In fact I've been chatting with the Dart team on their Discord about hosted Pub servers and one of my questions was about auth, like if they are maybe somehow planning to integrate custom OAuth2 into the Pub client or if users should use some_auth_app | dart pub token add xxx...

And their idea for this is to have web UI with login where users can generate their tokens. I don't know if you are planning something like this or how much temporary is the unpub_auth app. But I agree that this would be the best way.

Quote:

Regarding updating tokens:

https://github.com/dart-lang/pub/blob/master/doc/repository-spec-v2.md
If you read the repository specification it says that when authentication fails, you can return WWW-Authenticate header with a custom message.

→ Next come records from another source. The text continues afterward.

PR #1674, opened 2023-12-15
[LEGACY] AttackEffects Rework & Optimization

EclipsesDev:
* Rewritten & optimized AttackEffects module.
* Added option to change volume & pitch sound effect.
* Added new sound effects:
  - "Pop" for a pop sound.
  - "Splash" for a water splash sound.
  - "Lightning" for a thunderstorm ambiance sound.


EclipsesDev:
@mems01 ready 👍

PR #1677, opened 2023-12-16
[LEGACY] UNCPHop Update

EclipsesDev:
- Should be faster than before (Not much)
- Reduced the speed when left or right movement keys are down.


1zun4:
Mind if we transfer this to Nextgen as well?

EclipsesDev:
@1zun4 did you delete ur msg? 🤔

1zun4:
maybe :rofl: ignore it. Noticed that I might be too lazy to do it anyway.

PR #1705, opened 2023-12-19
[LEGACY] ESP, Nametags & StorageESP Optimization

EclipsesDev:
- Added MaxRenderDistance option to ESP, Nametags & StorageESP Module.
- Added onLook option to ESP & Nametags Module.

I would suggest creating a private pub server such that you do:

dart pub get
.... authentication failed error message
Custom message:
  Go to https://my-pubserver.com/manage-tokens to get a token

So create a custom message that says something like: "go to https://my-pubserver.com/manage-tokens to create a token"
So your custom pub server should just have a webinterface where users can:

  1. sign-in using whatever sign-in mechanism you want (consider supporting various SSO systems)
  2. Once signed in, the user can create / delete / activate / deactivate tokens
  3. User will then create a token, and copy it to dart pub token add

Tokens should have expiration of 30 days or 1 year, or just never expire.
Ideally, when creating a token, the user would give it a description, so they can remember what computer they've authenticated using said token.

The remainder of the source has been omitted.